◆ **Exercise details**
Retype the whole listing that follows, line for line.

------------------------------------------------------------

PR #1281, opened 2025-02-05
When migrating compare product classes

jesusbv:
## Description

Because of the change from SLE Micro < 6.0 to SL Micro 6+ comparing the identifier no longer works when migrating

This fixes bsc#1236816

* Related Issue / Ticket / Trello card: [bsc#1236816](https://bugzilla.suse.com/show_bug.cgi?id=1236816)

## How to test 

Start a Micro 5.5 instance, run `transactional-update migration` , choose any of the available options, i.e.

```bash
Available migrations:

    1 |SUSE Linux Micro 6.1 x86_64

    2 |SUSE Linux Micro 6.0 x86_64


[num/q]: 1
```
Migration should succeed

## Change Type

## Checklist

## Review

### DIFF
--- a/engines/instance_verification/lib/instance_verification/engine.rb
+++ b/engines/instance_verification/lib/instance_verification/engine.rb
@@ -122,7 +122,7 @@ module InstanceVerification
 
           activated_bases = @system.products.where(product_type: 'base')
           activated_bases.each do |base_product|
-            return true if (base_product.identifier == upgrade_product.identifier)
+            return true if base_product.product_class == upgrade_product.product_class
           end
 
           raise ActionController::TranslatedError.new('Migration target not allowed on this instance type')
--- a/engines/instance_verification/spec/requests/api/connect/v3/systems/products_controller_spec.rb
+++ b/engines/instance_verification/spec/requests/api/connect/v3/systems/products_controller_spec.rb
@@ -624,6 +624,7 @@ describe Api::Connect::V3::Systems::ProductsController, type: :request do
           let(:new_product) do
             FactoryBot.create(
               :product, :with_mirrored_repositories, identifier: old_product.identifier,
+              product_class: old_product.product_class,
               version: '999', predecessors: [ old_product ]
               )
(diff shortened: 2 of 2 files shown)


engines/instance_verification/lib/instance_verification/engine.rb
```diff
@@ -122,7 +122,7 @@ def verify_base_product_upgrade
 
           activated_bases = @system.products.where(product_type: 'base')
           activated_bases.each do |base_product|
-            return true if (base_product.identifier == upgrade_product.identifier)
+            return true if base_product.product_class == upgrade_product.product_class
```
digitaltom, line 125: Maybe `base_product.identifier == upgrade_product.identifier || base_product.product_class == upgrade_product.product_class` is more safe.

jesusbv: I considered that option but isn't  `product_identifer` matching a subset of `product_class` matching ?

digitaltom: The product identifier can change across versions (as happened with Micro), but also the product class can change. So the suggested condition would be more safe. 
In the end what we do here is a hack because it's not based on the subscription. In SCC, the migration would check if the target product is included in the system's subscription.

jesusbv: OK, so, similar to the issue with SUMA ARM64, a better check on subscription is recommended/encouraged 

I will do that instead of the double hack (product identifier + product class)

Thoughts ?

digitaltom: In general, it would be useful if you have a way also for PAYG to find out the used subscription, to use it's settings to determine which products a system should have access to.

jesusbv: yes, the fix/new check would be for PAYG as well

jesusbv:
closing in favour of #1283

------------------------------------------------------------

◆ **Task response**
PR #1281, opened 2025-02-05
When migrating compare product classes

jesusbv:
## Description

Because of the change from SLE Micro < 6.0 to SL Micro 6+ comparing the identifier no longer works when migrating

This fixes bsc#1236816

* Related Issue / Ticket / Trello card: [bsc#1236816](https://bugzilla.suse.com/show_bug.cgi?id=1236816)

## How to test 

Start a Micro 5.5 instance, run `transactional-update migration` , choose any of the available options, i.e.

```bash
Available migrations:

    1 |SUSE Linux Micro 6.1 x86_64

    2 |SUSE Linux Micro 6.0 x86_64


[num/q]: 1
```
Migration should succeed

## Change Type

## Checklist

## Review

### DIFF
--- a/engines/instance_verification/lib/instance_verification/engine.rb
+++ b/engines/instance_verification/lib/instance_verification/engine.rb
@@ -122,7 +122,7 @@ module InstanceVerification
 
           activated_bases = @system.products.where(product_type: 'base')
           activated_bases.each do |base_product|
-            return true if (base_product.identifier == upgrade_product.identifier)
+            return true if base_product.product_class == upgrade_product.product_class
           end
 
           raise ActionController::TranslatedError.new('Migration target not allowed on this instance type')
--- a/engines/instance_verification/spec/requests/api/connect/v3/systems/products_controller_spec.rb
+++ b/engines/instance_verification/spec/requests/api/connect/v3/systems/products_controller_spec.rb
@@ -624,6 +624,7 @@ describe Api::Connect::V3::Systems::ProductsController, type: :request do
           let(:new_product) do
             FactoryBot.create(
               :product, :with_mirrored_repositories, identifier: old_product.identifier,
+              product_class: old_product.product_class,
               version: '999', predecessors: [ old_product ]
               )
(diff shortened: 2 of 2 files shown)


engines/instance_verification/lib/instance_verification/engine.rb
```diff
@@ -122,7 +122,7 @@ def verify_base_product_upgrade
 
           activated_bases = @system.products.where(product_type: 'base')
           activated_bases.each do |base_product|
-            return true if (base_product.identifier == upgrade_product.identifier)
+            return true if base_product.product_class == upgrade_product.product_class
```
digitaltom, line 125: Maybe `base_product.identifier == upgrade_product.identifier || base_product.product_class == upgrade_product.product_class` is more safe.

jesusbv: I considered that option but isn't  `product_identifer` matching a subset of `product_class` matching ?

digitaltom: The product identifier can change across versions (as happened with Micro), but also the product class can change. So the suggested condition would be more safe. 
In the end what we do here is a hack because it's not based on the subscription. In SCC, the migration would check if the target product is included in the system's subscription.

jesusbv: OK, so, similar to the issue with SUMA ARM64, a better check on subscription is recommended/encouraged 

I will do that instead of the double hack (product identifier + product class)

Thoughts ?

digitaltom: In general, it would be useful if you have a way also for PAYG to find out the used subscription, to use it's settings to determine which products a system should have access to.

jesusbv: yes, the fix/new check would be for PAYG as well

jesusbv:
closing in favour of #1283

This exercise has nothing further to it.